To do: Check each line of the data for "print", and copy the ones that have it.

Dataset entries:
"""

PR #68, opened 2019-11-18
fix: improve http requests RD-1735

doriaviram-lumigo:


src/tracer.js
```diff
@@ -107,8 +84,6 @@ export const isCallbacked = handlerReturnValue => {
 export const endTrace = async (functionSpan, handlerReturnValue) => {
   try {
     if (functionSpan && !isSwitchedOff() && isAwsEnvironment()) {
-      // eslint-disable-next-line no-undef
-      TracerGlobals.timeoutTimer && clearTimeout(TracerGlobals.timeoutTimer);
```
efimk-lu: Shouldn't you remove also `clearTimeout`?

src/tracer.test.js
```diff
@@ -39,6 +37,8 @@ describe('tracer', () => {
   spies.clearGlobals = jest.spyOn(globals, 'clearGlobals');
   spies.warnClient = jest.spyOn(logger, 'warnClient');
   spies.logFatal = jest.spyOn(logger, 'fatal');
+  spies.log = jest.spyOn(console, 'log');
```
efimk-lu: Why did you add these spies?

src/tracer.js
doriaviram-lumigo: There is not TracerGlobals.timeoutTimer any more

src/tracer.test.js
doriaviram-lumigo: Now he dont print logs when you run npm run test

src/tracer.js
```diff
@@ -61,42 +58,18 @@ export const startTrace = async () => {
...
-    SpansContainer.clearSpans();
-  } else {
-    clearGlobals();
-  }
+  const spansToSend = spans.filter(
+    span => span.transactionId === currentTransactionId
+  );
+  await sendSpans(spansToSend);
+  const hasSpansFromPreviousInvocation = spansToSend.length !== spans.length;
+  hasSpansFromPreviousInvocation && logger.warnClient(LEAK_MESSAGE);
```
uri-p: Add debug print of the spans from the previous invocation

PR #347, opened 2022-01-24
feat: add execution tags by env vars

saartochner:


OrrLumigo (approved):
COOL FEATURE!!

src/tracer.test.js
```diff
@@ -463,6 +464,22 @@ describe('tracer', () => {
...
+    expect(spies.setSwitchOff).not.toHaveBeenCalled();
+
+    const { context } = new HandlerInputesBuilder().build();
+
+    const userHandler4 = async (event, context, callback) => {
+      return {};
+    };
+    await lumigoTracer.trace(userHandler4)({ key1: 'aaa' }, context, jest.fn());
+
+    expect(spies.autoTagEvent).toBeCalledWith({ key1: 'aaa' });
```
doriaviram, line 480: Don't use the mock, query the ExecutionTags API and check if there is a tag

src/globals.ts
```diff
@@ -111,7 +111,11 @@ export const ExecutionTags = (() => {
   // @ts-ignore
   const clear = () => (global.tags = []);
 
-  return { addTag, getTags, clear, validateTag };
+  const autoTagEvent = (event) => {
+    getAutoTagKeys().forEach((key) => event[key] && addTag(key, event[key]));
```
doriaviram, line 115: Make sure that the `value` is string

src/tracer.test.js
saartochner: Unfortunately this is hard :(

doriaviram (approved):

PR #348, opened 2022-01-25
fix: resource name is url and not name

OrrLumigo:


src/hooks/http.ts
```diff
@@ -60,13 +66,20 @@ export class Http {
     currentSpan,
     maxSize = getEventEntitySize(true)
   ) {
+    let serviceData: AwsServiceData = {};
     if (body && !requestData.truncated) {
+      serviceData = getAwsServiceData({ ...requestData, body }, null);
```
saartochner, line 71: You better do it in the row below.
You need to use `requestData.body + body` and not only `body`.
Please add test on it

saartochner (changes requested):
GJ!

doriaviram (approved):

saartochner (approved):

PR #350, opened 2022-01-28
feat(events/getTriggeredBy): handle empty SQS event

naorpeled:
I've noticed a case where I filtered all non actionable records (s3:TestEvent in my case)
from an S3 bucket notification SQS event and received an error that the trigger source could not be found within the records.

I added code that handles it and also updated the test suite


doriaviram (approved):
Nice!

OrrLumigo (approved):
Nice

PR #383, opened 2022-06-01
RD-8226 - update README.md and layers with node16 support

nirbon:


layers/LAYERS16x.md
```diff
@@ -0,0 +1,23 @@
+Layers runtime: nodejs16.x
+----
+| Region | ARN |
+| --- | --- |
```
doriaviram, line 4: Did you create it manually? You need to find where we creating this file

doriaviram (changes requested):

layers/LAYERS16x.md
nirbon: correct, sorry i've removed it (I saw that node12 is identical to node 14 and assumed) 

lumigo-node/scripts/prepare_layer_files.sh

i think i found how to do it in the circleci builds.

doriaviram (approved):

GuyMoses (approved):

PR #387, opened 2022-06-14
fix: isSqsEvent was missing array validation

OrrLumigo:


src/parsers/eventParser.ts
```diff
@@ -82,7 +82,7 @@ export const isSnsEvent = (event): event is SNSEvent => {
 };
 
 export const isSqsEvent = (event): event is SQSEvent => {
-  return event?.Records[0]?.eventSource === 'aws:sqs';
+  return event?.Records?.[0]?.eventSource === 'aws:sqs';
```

"""

Answer to this exercise:
doriaviram-lumigo: Now he dont print logs when you run npm run test
uri-p: Add debug print of the spans from the previous invocation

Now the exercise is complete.